Em 20 de Junho de 1933 era lavrada a escritura de concessão à firma "Sociedade de Diversões Limitada", com sede na Rua Alexandre Braga, em Lisboa, «para instalação e exploração de um parque de diversões, género "Luna-Park"», no Parque Eduardo VII. Viria abrir as suas portas, pela primeira vez, em 2 de Julho de 1933 (no mesmo dia que o Clube de Futebol "Os Belenenses" vencia o Campeonato de Portugal de Futebol).

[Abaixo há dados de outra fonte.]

PR #9225, opened 2025-02-14
feat(schema-compiler): Boost models transpilation 10-13x times (using SWC instead of Babel)

KSDaemon:
This PR brings further improvements into data model compilation.
Cube transpilers are rewritten in Rust and are called asynchronously, moving transpilation jobs to the internal native threads under the hood. More improvements are achieved by caching the transpilation metadata between files transpile calls within one compilation phase. 

This implementation supersedes other approaches taken in https://github.com/cube-js/cube/pull/9217 as it boosts performance more.

There were a bunch of iterations, research, and improvements. But long story short: now js files transpilation is 11−14 times faster than it was before!! 🚀

Here are a few numbers and charts for comparison:

**Input:** 300 js files with ~400 members each

We have 3 phases of compilation. That's why there are 3 messages with times for each phase.

Original master: synchronous sequential traversing in main node.js thread.

```js
Execution Time for transpiling all 301 files: 11657.56 ms
Execution Time for transpiling all 301 files: 11871.40 ms
Execution Time for transpiling all 301 files: 12725.75 ms
```

In total, it's ~36 seconds.
What is more important — we observe event loop delays up to 50,000 ms!

comp1 — Original master

And here is what we have now: asynchronous parallel processing in native worker threads. (defaults to 4 libuv threads)

```js
Execution Time for transpiling all 301 files: 222.43 ms
Execution Time for transpiling all 301 files: 190.51 ms
Execution Time for transpiling all 301 files: 2357.43 ms
```

In total, it's ~2,8 seconds.

Comparing to master: **36 / 2.8 = 12.8x!!!**

What's also important is that I can't get rid of event loop delays totally, but now there are smaller portions of delays, and they are way shorter (5,000 VS 50,000).

comp7 — SWC async backend-native threads-2

**Check List**


waralexrom (approved):

rust/cubetranspilers/src/error_reporter.rs
```diff
@@ -0,0 +1,45 @@
+use std::sync::{Arc, Mutex};
+
+use swc_core::common::errors::{DiagnosticBuilder, Emitter};
+
+pub struct ErrorReporter {
+    pub errors: Arc<Mutex<Vec<String>>>,
```
ovr, line 6: Do we need this `Arc<Mutex>`? I assume you can borrow `&mut` over `self`.  Why? Because you don't run transpilers in parallel. It goes sequentially.

Then you can do whatever you want. `std::mem::replace` to reset the state after transpilation and return errors or `errors: Option<Vec<String>>` and then `self.errors.take()`. WDYT?

Another question: what do you need, Arc? 

`ErrorReporter` is created only once and goes into `Handler`.

packages/cubejs-schema-compiler/src/compiler/ErrorReporter.ts
```diff
@@ -141,16 +141,16 @@ export class ErrorReporter {
     return this.rootReporter().errors;
   }
 
-  public addErrors(errors: CompilerErrorInterface[]) {
-    this.rootReporter().errors.push(...errors);
+  public addErrors(errors: any[]) {
```
ovr, line 144: `any` is not an option for a new code. Next engineer will reverse engineer code just to know the type. No validation.

rust/cubetranspilers/tests/cube_prop_ctx_test.rs
```diff
@@ -0,0 +1,947 @@
...
+        CONTEXT_SYMBOLS.clone(),
+        None,
+        &handler,
+    );
+
+    program.visit_mut_with(&mut visitor);
+
+    let output_code = generate_code(&program, &cm);
+
+    assert!(
```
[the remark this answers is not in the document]
KSDaemon: Resolved in https://github.com/cube-js/cube/pull/9234

packages/cubejs-schema-compiler/src/compiler/ErrorReporter.ts
KSDaemon: Resolved in https://github.com/cube-js/cube/pull/9234

packages/cubejs-schema-compiler/src/compiler/ErrorReporter.ts
```diff
@@ -141,16 +141,16 @@ export class ErrorReporter {
...
   }
 
   public getWarnings() {
     return this.rootReporter().warnings;
   }
 
-  public addWarnings(warnings: SyntaxErrorInterface[]) {
-    this.rootReporter().warnings.push(...warnings);
+  public addWarnings(warnings: any[]) {
+    warnings.forEach((w: any) => { this.warning(w); });
```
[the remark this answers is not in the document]
KSDaemon: same here

packages/cubejs-backend-native/src/transpilers.rs
```diff
@@ -0,0 +1,91 @@
...
+
+#[derive(Deserialize, Clone, Debug)]
+#[serde(rename_all = "camelCase")]
+pub struct TransformRequestConfig {
+    pub file_name: String,
+    pub transpilers: Vec<Transpilers>,
+    pub meta_data: Option<TransformMetaData>,
+}
+
+static METADATA_CACHE: RwLock<Option<TransformMetaData>> = RwLock::new(None);
```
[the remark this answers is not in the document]
KSDaemon: Resolved in https://github.com/cube-js/cube/pull/9234

rust/cubetranspilers/src/error_reporter.rs
KSDaemon: Yes, we need it because SWC requires thread safe types under the hood.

Anúncio do "Diario de Lisbôa" em 13 de Junho de 1933


"Luna Parque" em fase de montagem, em 1933


«Desde os tempos já esquecidos do velho "Paraiso de Lisboa", na Rua da Palma, nunca mais a cidade teve um conjunto de atracções no genero das que, permanentemente, se exibem em todas as grandes capitais do mundo. Parecendo que não, a simples existencia dum Luna Parque em Lisboa é uma nota de progresso e de civilização, que transforma a fisionomia pacata e sensaborona da capital.
(...) O Luna Parque de Lisboa, que dentro de tres dias entrará, em navios fretados expressamente, no porto da capital, é um conjunto de atracções de primeira categoria. São toneladas e toneladas de ferro - 200 camions estão alugados para o transportar e computa-se em 5.000 contos o seu custo. Um "Water-chute" enorme, que fez as delicias de Berlim, será instalado no Parque Eduardo VII, bem como nove grandes atracções, além de dezenas de pequenos "stands" e atracções populares mais pequenas.» in: Diario de Lisbôa de 13 de Junho de 1933.

Antes de mais ...


e se ...


No "Noticias Ilustrado" de Julho de 1933


«A recente inauguração do Luna Parque, guindou Lisboa à altura das grandes capitais, no capítulo divertimentos. Não se descreve, em poucas linhas, o entusiasmo e interesse que o público tem demonstrado pela arrojada iniciativa que o público tem demonstrado pela arrojada iniciativa que, meia duzia de homens de vontade firme e espírito rasgado aos grandes empreendimentos, puzeram de pé, ao Parque Eduardo VII, nos terrenos anexos à Exposição Industrial Portuguesa.» in: Notícias Ilustrado de Julho de 1933.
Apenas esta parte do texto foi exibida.